### [Dataset excerpts]
PR #181, opened 2017-05-24
Retransmission with state counters

rustyrussell:
OK, so if we keep rollback and add per-channel reconnect counters, this is what it looks like.   I know @adiabat wanted simple retransmit, but I think this is actually simpler.

Caveat: I haven't actually *implemented* this yet, but I'm about to try to do so...


02-peer-protocol.md
```diff
@@ -919,18 +919,24 @@ independent of particular channels; their transmission requirements
 are covered there, and other than being transmitted after `init` (like
 any message), they are independent of requirements here.
 
+1. type: 136 (`channel_reestablish`)
```
Roasbeef: Still reading this diff, but so far: I dig this! Such an explicit message helps to sidestep the "The Uncertain Signature Problem" all together.

02-peer-protocol.md
```diff
@@ -940,35 +946,38 @@ so the effects of `update_fulfill_htlc` is not completely reversed.
...
+that channel.  The sending node MUST set `commitments_received` to the
+number of `commitment_signed` messages received, and MUST set
+`revocations_received` to the number of `revoke_and_ack` messages
+received.
+
+If `commitments_received` is one less than the number of
+`commitment_signed` messages the receiving node has sent, it MUST send
+a set of `update_` messages against the prior commitment transaction
+followed by `commitment_signed`, otherwise if `commitments_received`
+is not equal to the number of `commitment_signed` messages the
```
Roasbeef: As this indicates that the channel states have desynchronized, or the transmitting party had persistence corruption?

02-peer-protocol.md
```diff
@@ -940,35 +946,38 @@ so the effects of `update_fulfill_htlc` is not completely reversed.
...
+for each channel, and MUST wait for to receive the other node's
+`channel_reestablish` message before sending any other messages for
+that channel.  The sending node MUST set `commitments_received` to the
+number of `commitment_signed` messages received, and MUST set
+`revocations_received` to the number of `revoke_and_ack` messages
+received.
+
+If `commitments_received` is one less than the number of
+`commitment_signed` messages the receiving node has sent, it MUST send
+a set of `update_` messages against the prior commitment transaction
```
Roasbeef: Does this mean only the _outbound_ send of `update_*` messages, or both inbound (updates I've made) and outbound (updates you've made)?

02-peer-protocol.md
```diff
@@ -940,35 +946,38 @@ so the effects of `update_fulfill_htlc` is not completely reversed.
...
-Otherwise, on reconnection, a node MUST retransmit old messages after `funding_signed` which may not
-have been received, and MUST NOT retransmit old messages which have
-been explicitly or implicitly acknowledged.  The following table
-lists the acknowledgment conditions for each message:
-
-* `funding_locked`: acknowledged by `update_` messages, `commitment_signed`, `revoke_and_ack` or `shutdown` messages.
-* `update_` messages: acknowledged by `revoke_and_ack`.
-* `commitment_signed`: acknowledged by `revoke_and_ack`.
-* `revoke_and_ack`: acknowledged by `commitment_signed` or `closing_signed`
-* `shutdown`: acknowledged by `closing_signed`.
```
rustyrussell: Good point, this should be explicit.  We *could* add it in to the commit counter, but I prefer the simplicity of "always retransmit" and associated "ignore duplicates".

02-peer-protocol.md
rustyrussell: Yeah, something's badly wrong.  It's also a big hint that you only have to handle the two cases, and only then until you've received the revoke_and_ack.

If we add multiple commits-in-flight, this "one less" becomes "N less".

02-peer-protocol.md
rustyrussell: Outbound.  If you've missed inbound, the other node will re-xmit because the `commitments_received` *you* send is one too low.

02-peer-protocol.md
```diff
@@ -952,22 +952,23 @@ Otherwise, on reconnection, a node MUST transmit `channel_reestablish`
...
+`revoke_and_ack` message received.
+
+If `commitments_received` is one less than the commitment number of
+the last `commitment_signed` message the receiving node has sent, it
+MUST send a set of `update_` messages against the prior commitment
+transaction followed by `commitment_signed`, otherwise if
+`commitments_received` is not equal to the commitment number of the
+last `commitment_signed` message the receiving node has sent, it
+SHOULD fail the channel.
+
```
sstone: What happens if the receiving node does not remember the updates it has sent ? sending a `commitment_signed` would be illegal I think

rustyrussell: Always resend updates then commitment signed. And counters in reestablish msg make it clear whether it received previous or not.

sstone:
How are forwarded HTLC resent when a node restarts ?

Suppose we're Bob, with the following setup:
Alice <-- channel #ab --> Bob <-- channel #bc --> Carol

Alice and Bob have both signed HTLC #1 and #2.
Bob has forwarded HTLC #1 and #2 but has not signed anything yet. 
Bob's sub-system that handles channel #bc restarts.
iiuc Bob and Carol forgets both HTLCs in  channel #bc. Upon reconnection, Bob's counters will match Carol's.
-> How are HTLCs #1 and #2 sent to Carol ?

Bob can probably tell than its #ab channel has HTLCs going to #bc that have not been processed by its #bc channel yet, but this is probably more complex to implement than the 'retransmit'' model (where Bob's #bc channel would just resend unacked messages).

rustyrussell:
Fabrice Drouin <notifications@github.com> writes:
> How are forwarded HTLC resent when a node restarts ?
>
> Suppose we're Bob, with the following setup:
> Alice <-- channel #ab --> Bob <-- channel #bc --> Carol
>
> Alice and Bob have both signed HTLC #1 and #2.
> Bob has forwarded HTLC #1 and #2 but has not signed anything yet. 

> Bob's sub-system that handles channel #bc restarts.
> iiuc Bob and Carol forgets both HTLCs in  channel #bc. Upon reconnection, Bob's counters will match Carol's.
> -> How are HTLCs #1 and #2 sent to Carol ?

Bob will probably retransmit, but certainly has the option of failing
the incoming HTLCs instead.

> Bob can probably tell than its #ab channel has HTLCs going to #bc that have not been processed by its #bc channel yet, but this is probably more complex to implement than the 'retransmit'' model (where Bob's #bc channel would just resend unacked messages).

That's certainly a valid implementtion, though
scan-and-retransmit-as-required is how I implemented reconnection in our
old daemon.  Otherwise you need to persist that information, which means
hitting the database on ever send...

Cheers,
Rusty.

sstone:
Yes, the "rollback" option mimics the batch protocol: one batch "write" call, vs one write call per send with the "retransmit" option. Same amount of data to write in both cases, but with less calls (though it's probably much less of a win in the case of database calls).

02-peer-protocol.md
pm47: Do you mean that:
"it MUST send a set of `update_` messages against the prior commitment transaction followed by `commitment_signed`"
is actually:
"it MUST re-send the same `update_` messages that lead to the prior commitment, followed by the same `commitment_signed`?

rustyrussell: You're right.  I'll fix this using your wording.

Now, in practice, you have to remember the state when you send commitment_signed, so you probably just retransmit (that's what I do).

Re: expired HTLCs.  The receiver will fail with expiry_too_soon, yes.  But note that there's only a narrow window where sender would send them: they had to set their deadline when sending the first commitment_signed message, and that would have expired and forced them to go on-chain.  Otherwise, they might have received the commitment_signed, and published the commitment transaction containing the expired HTLC then fulfilled.

02-peer-protocol.md
```diff
@@ -940,35 +946,45 @@ so the effects of `update_fulfill_htlc` is not completely reversed.
...
-fail the channel if they occur.
+channel, and the following requirements do not apply.
+
+On reconnection, a node MUST retransmit `funding_locked` unless it has
+received an `update_` or `revoke_and_ack` for that channel, otherwise
+it MAY retransmit `funding_locked`.  On reconnection, a node MUST ignore
+a redundant `funding_locked` if it receives one.
+
+On reconnection, a node MUST transmit `channel_reestablish`
+for each channel, and MUST wait for to receive the other node's
```
rustyrussell: Yes.  Although I had to fix the definition of the revocations_received; it was defined to be the commit index of last-received revocation, which is undefined.  So I added one, and added a revocations_received explanation paragraph.

02-peer-protocol.md
```diff
@@ -958,8 +958,8 @@ for each channel, and MUST wait for to receive the other node's
 `channel_reestablish` message before sending any other messages for
 that channel.  The sending node MUST set `commitments_received` to the
 commitment number of the last `commitment_signed` it received, and
-MUST set `revocations_received` to the commitment number of the last
-`revoke_and_ack` message received.
+MUST set `revocations_received` to one greater than the commitment number of the last
```
pm47: How about calling the fields `next_commitment_number` and `next_revocation_number`? It would solve the initialization problem, and would also fit nicely with the new phrasing in 3f9748b7b63071296a05502c418fe6dd1c14683f.

rustyrussell: I actually changed it to explicitly be the next indices, then read your updated comment before pushing. It makes some sense, and it's consistent between revocations and commitments: this means the commitment value is 1 greater than in the previous definition though (effectively still the total number received, but counting the signature from open/accept too).

rustyrussell:
>
>
>
>> @@ -958,8 +958,8 @@ for each channel, and MUST wait for to receive the other node's
>  `channel_reestablish` message before sending any other messages for
>  that channel.  The sending node MUST set `commitments_received` to the
>  commitment number of the last `commitment_signed` it received, and
> -MUST set `revocations_received` to the commitment number of the last
> -`revoke_and_ack` message received.
> +MUST set `revocations_received` to one greater than the commitment number of the last
>
> How about calling the fields `next_commitment_number` and `next_revocation_number`? It would solve the initialization problem, and would also fit nicely with the new phrasing in 3f9748b7b63071296a05502c418fe6dd1c14683f.

Yes, agreed.

Here's the new text:

On reconnection, a node MUST transmit `channel_reestablish`
for each channel, and MUST wait for to receive the other node's
`channel_reestablish` message before sending any other messages for
that channel.  The sending node MUST set `next_local_commitment_number` to the
commitment number of the next `commitment_signed` it expects to receive, and
MUST set `next_remote_revocation_number` to the commitment number of the

If `next_local_commitment_number` is equal to the commitment number of
the last `commitment_signed` message the receiving node has sent, it
MUST reuse the same commitment number for its next `commitment_signed`,
otherwise if `next_local_commitment_number` is not one greater than the commitment number of the
last `commitment_signed` message the receiving node has sent, it
SHOULD fail the channel.

If `next_remote_revocation_number` is equal to the commitment number of
the last `revoke_and_ack` the receiving node has sent, it MUST re-send
the `revoke_and_ack`, otherwise if `next_remote_revocation_number` is not
equal to one greater than the commitment number of the last `revoke_and_ack` the
receiving node has sent (or equal to zero if none have been sent), it SHOULD fail the channel.

...

Note that the `next_local_commitment_number` starts at 1 since
commitment number 0 is created during opening.
`next_remote_revocation_number` will be 0 until the
`commitment_signed` for commitment number 1 is received, at which
point the revocation for commitment number 0 is sent.

02-peer-protocol.md
```diff
@@ -940,35 +946,44 @@ so the effects of `update_fulfill_htlc` is not completely reversed.
...
-case where the corresponding commitment transaction is broadcast by
-the other side at any time.  This is particularly important if a node
-does not simply retransmit the exact same `update_` messages as
-previously sent.
-
-A receiving node MAY ignore spurious message retransmission, or MAY
-fail the channel if they occur.
+channel, and the following requirements do not apply.
+
+On reconnection, a node MUST retransmit `funding_locked` unless it has
```
pm47: How about moving this paragraph below the next one, and rephrase it to:
"If `next_local_commitment_number` is zero in both the `channel_reestablish` it sent and received, then the node MUST retransmit `funding_locked`, otherwise it MUST NOT. On reconnection, a node MUST ignore a redundant `funding_locked` if it receives one."

Would that work? I find it more straightforward to understand and implement, and I think there is an ambiguity in case of discarded `update_*` in the current version.

rustyrussell: Brilliant!  Patched exactly like that.

rustyrussell:
I squashed fixme commits, for final review phase.

02-peer-protocol.md
pm47: Oops, right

### [Instructions for the task]
Every line above in which the word "only" occurs needs to be copied.

### [Answer to this problem]
Roasbeef: Does this mean only the _outbound_ send of `update_*` messages, or both inbound (updates I've made) and outbound (updates you've made)?
rustyrussell: Yeah, something's badly wrong.  It's also a big hint that you only have to handle the two cases, and only then until you've received the revoke_and_ack.
Re: expired HTLCs.  The receiver will fail with expiry_too_soon, yes.  But note that there's only a narrow window where sender would send them: they had to set their deadline when sending the first commitment_signed message, and that would have expired and forced them to go on-chain.  Otherwise, they might have received the commitment_signed, and published the commitment transaction containing the expired HTLC then fulfilled.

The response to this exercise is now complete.